-- Available records --
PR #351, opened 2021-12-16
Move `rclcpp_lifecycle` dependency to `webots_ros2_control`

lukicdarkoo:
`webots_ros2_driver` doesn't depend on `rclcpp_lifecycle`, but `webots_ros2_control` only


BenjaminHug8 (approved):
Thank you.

-- Problem statement --
Repeat the material above verbatim.

-- Problem solution --
PR #351, opened 2021-12-16
Move `rclcpp_lifecycle` dependency to `webots_ros2_control`

lukicdarkoo:
`webots_ros2_driver` doesn't depend on `rclcpp_lifecycle`, but `webots_ros2_control` only


BenjaminHug8 (approved):
Thank you.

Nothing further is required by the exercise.